WHAT YOU NEED TO DO – Your answer needs to include each line of the records in which the string "const" can be found.

DATASET RECORDS –
########

PR #18086, opened 2025-04-02
fix(suite): fix warnings in dev console when fiat rates load fails

vojtatranta:
## Related Issue

Resolve

### DIFF
--- a/suite-common/wallet-core/src/fiat-rates/fiatRatesReducer.ts
+++ b/suite-common/wallet-core/src/fiat-rates/fiatRatesReducer.ts
@@ -71,7 +71,9 @@ export const prepareFiatRatesReducer = createReducerWithExtraDeps(
                         state[rateType][fiatRateKey] = {
                             ...currentRate,
                             isLoading: false,
-                            error: result.reason || `Failed to update ${ticker.symbol} fiat rate.`,
+                            error:
+                                String(result.reason) ||
+                                `Failed to update ${ticker.symbol} fiat rate.`,
                         };
 
                         continue;
--- a/suite-common/wallet-core/src/fiat-rates/fiatRatesThunks.ts
+++ b/suite-common/wallet-core/src/fiat-rates/fiatRatesThunks.ts
@@ -89,11 +89,6 @@ export const updateTxsFiatRatesThunk = createThunk(
     },
 );
 
-const fetchFn: Record<RateTypeWithoutHistoric, typeof fetchCurrentFiatRates> = {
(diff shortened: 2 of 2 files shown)


suite-common/wallet-core/src/fiat-rates/fiatRatesReducer.ts
```diff
@@ -71,7 +71,7 @@ export const prepareFiatRatesReducer = createReducerWithExtraDeps(
                         state[rateType][fiatRateKey] = {
                             ...currentRate,
                             isLoading: false,
-                            error: result.reason || `Failed to update ${ticker.symbol} fiat rate.`,
+                            error: `${result.reason || `Failed to update ${ticker.symbol} fiat rate.`}`,
```
Lemonexe: Nit: no need to wrap the entire thing, when the fallback is already string
```suggestion
                            error: String(result.reason) || `Failed to update ${ticker.symbol} fiat rate.`,
```

suite-common/wallet-core/src/fiat-rates/fiatRatesThunks.ts
```diff
@@ -130,20 +125,43 @@ export const updateFiatRatesThunk = createThunk(
...
+                            isElectrumBackend,
+                        });
+                    case 'lastWeek':
+                        return fetchLastWeekFiatRates({
+                            ticker,
+                            localCurrency,
+                            isElectrumBackend,
+                        });
+                    default:
+                        ((_: never) => {})(rateType);
```
Lemonexe, line 143: nice :+1:

suite-common/wallet-core/src/fiat-rates/fiatRatesThunks.ts
```diff
@@ -89,11 +89,6 @@ export const updateTxsFiatRatesThunk = createThunk(
     },
 );
 
-const fetchFn: Record<RateTypeWithoutHistoric, typeof fetchCurrentFiatRates> = {
-    current: fetchCurrentFiatRates,
-    lastWeek: fetchLastWeekFiatRates,
-};
```
Lemonexe, line 95: good riddance, I think the code was just more confusing with this map than explicitly :+1:

Lemonexe (approved):
Good catch, nice cleanup, seems to work :rocket: 
Thanks for fixing it!

Lemonexe:
Merging, failing test is confirmed to be broken [(slack)](https://satoshilabs.slack.com/archives/CKYFBT2C9/p1743572836379729)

########

SOLUTION TO THE EXERCISE –
@@ -71,7 +71,9 @@ export const prepareFiatRatesReducer = createReducerWithExtraDeps(
@@ -89,11 +89,6 @@ export const updateTxsFiatRatesThunk = createThunk(
-const fetchFn: Record<RateTypeWithoutHistoric, typeof fetchCurrentFiatRates> = {
@@ -71,7 +71,7 @@ export const prepareFiatRatesReducer = createReducerWithExtraDeps(
@@ -130,20 +125,43 @@ export const updateFiatRatesThunk = createThunk(
@@ -89,11 +89,6 @@ export const updateTxsFiatRatesThunk = createThunk(
-const fetchFn: Record<RateTypeWithoutHistoric, typeof fetchCurrentFiatRates> = {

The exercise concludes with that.